=== Begin Enclosure ===

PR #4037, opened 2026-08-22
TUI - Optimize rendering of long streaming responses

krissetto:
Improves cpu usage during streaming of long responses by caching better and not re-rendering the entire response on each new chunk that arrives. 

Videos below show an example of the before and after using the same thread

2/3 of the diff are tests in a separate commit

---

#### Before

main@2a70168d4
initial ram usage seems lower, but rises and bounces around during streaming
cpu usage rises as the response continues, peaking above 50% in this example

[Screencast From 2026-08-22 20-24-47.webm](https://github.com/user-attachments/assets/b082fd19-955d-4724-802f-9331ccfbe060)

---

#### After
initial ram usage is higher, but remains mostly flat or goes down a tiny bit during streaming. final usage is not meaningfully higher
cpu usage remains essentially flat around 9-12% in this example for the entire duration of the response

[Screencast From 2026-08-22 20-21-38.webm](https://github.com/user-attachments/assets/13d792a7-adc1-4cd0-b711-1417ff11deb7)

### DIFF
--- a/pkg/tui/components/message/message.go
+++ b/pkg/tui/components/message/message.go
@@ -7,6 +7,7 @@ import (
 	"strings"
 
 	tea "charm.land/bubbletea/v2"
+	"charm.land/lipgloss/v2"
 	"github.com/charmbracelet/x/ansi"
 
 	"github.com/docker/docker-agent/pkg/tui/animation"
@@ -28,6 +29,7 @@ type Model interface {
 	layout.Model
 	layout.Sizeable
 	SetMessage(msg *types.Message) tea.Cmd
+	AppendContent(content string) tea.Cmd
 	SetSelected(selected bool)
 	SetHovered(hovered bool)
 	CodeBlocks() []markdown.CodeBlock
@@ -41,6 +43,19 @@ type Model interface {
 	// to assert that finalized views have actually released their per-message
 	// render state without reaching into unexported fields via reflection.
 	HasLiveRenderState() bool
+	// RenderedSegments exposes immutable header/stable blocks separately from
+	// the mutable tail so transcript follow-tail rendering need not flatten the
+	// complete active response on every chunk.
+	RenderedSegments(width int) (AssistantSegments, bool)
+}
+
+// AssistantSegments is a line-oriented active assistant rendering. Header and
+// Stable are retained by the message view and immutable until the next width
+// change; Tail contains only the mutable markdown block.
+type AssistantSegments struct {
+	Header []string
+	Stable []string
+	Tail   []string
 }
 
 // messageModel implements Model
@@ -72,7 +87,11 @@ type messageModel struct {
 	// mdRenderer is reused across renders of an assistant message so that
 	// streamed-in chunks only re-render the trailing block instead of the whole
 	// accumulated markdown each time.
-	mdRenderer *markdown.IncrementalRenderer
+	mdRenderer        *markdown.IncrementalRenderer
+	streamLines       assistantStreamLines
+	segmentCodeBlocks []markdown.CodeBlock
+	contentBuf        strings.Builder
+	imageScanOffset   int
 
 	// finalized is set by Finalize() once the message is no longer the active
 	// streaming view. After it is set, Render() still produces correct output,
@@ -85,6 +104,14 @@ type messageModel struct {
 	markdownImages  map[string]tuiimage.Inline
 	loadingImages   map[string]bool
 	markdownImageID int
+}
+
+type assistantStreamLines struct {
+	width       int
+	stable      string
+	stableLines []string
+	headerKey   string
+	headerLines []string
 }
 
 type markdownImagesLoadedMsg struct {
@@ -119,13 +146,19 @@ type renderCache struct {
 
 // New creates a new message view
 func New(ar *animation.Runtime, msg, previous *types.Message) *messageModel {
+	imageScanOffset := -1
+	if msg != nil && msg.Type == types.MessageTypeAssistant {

=== End Enclosure ===

EXERCISE REQUIREMENTS:
Go through the material above and output exactly the lines from the one containing "Videos below show" through the one containing "initial ram usage seems".

EXERCISE ANSWER:
Videos below show an example of the before and after using the same thread

2/3 of the diff are tests in a separate commit

---

#### Before

main@2a70168d4
initial ram usage seems lower, but rises and bounces around during streaming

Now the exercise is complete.